PR #430, opened 2022-09-29
Fix bug with Beaker executor

epwalsh:
The Beaker executor would hang at the end of a run if a step failed that was a dependency of another step.

This also makes the Beaker executor periodically print out updates so you know how many and which steps it's still waiting on.

### DIFF
--- a/tango/integrations/beaker/executor.py
+++ b/tango/integrations/beaker/executor.py
@@ -567,24 +567,24 @@ class BeakerExecutor(Executor):
             if now - last_progress_update >= 60 * 2:
                 last_progress_update = now
 
-                waiting_on = [
+                waiting_for = [
                     step_name
                     for step_name in submitted_steps
                     if step_name not in failed and step_name not in successful
                 ]
-                if len(waiting_on) > 5:
+                if len(waiting_for) > 5:
                     logger.info(
                         "Waiting on %d running steps...",
-                        len(waiting_on),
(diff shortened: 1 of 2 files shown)


tango/integrations/beaker/executor.py
```diff
@@ -515,6 +515,7 @@ def update_steps_to_run():
                                 # A dependency failed or can't be run, so this step can't be run.
                                 not_run[step_name] = ExecutionMetadata()
                                 steps_to_run.discard(step_name)
+                                steps_left_to_run.discard(step)
```
epwalsh, line 518: This line fixes the bug. The other additions below are just for the progress updates.

tango/integrations/beaker/executor.py
```diff
@@ -557,6 +558,51 @@ def future_done_callback(future: concurrent.futures.Future):
...
+                last_progress_update = now
+
+                waiting_on = [
+                    step_name
+                    for step_name in submitted_steps
+                    if step_name not in failed and step_name not in successful
+                ]
+                if len(waiting_on) > 5:
+                    logger.info(
+                        "Waiting on %d running steps...",
```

• What is required:
Copy the line containing "-567,24 +567,24 @@" and every line after it, through the last line of the records. Include nothing else.

• Answer space:
@@ -567,24 +567,24 @@ class BeakerExecutor(Executor):
             if now - last_progress_update >= 60 * 2:
                 last_progress_update = now
 
-                waiting_on = [
+                waiting_for = [
                     step_name
                     for step_name in submitted_steps
                     if step_name not in failed and step_name not in successful
                 ]
-                if len(waiting_on) > 5:
+                if len(waiting_for) > 5:
                     logger.info(
                         "Waiting on %d running steps...",
-                        len(waiting_on),
(diff shortened: 1 of 2 files shown)


tango/integrations/beaker/executor.py
```diff
@@ -515,6 +515,7 @@ def update_steps_to_run():
                                 # A dependency failed or can't be run, so this step can't be run.
                                 not_run[step_name] = ExecutionMetadata()
                                 steps_to_run.discard(step_name)
+                                steps_left_to_run.discard(step)
```
epwalsh, line 518: This line fixes the bug. The other additions below are just for the progress updates.

tango/integrations/beaker/executor.py
```diff
@@ -557,6 +558,51 @@ def future_done_callback(future: concurrent.futures.Future):
...
+                last_progress_update = now
+
+                waiting_on = [
+                    step_name
+                    for step_name in submitted_steps
+                    if step_name not in failed and step_name not in successful
+                ]
+                if len(waiting_on) > 5:
+                    logger.info(
+                        "Waiting on %d running steps...",
```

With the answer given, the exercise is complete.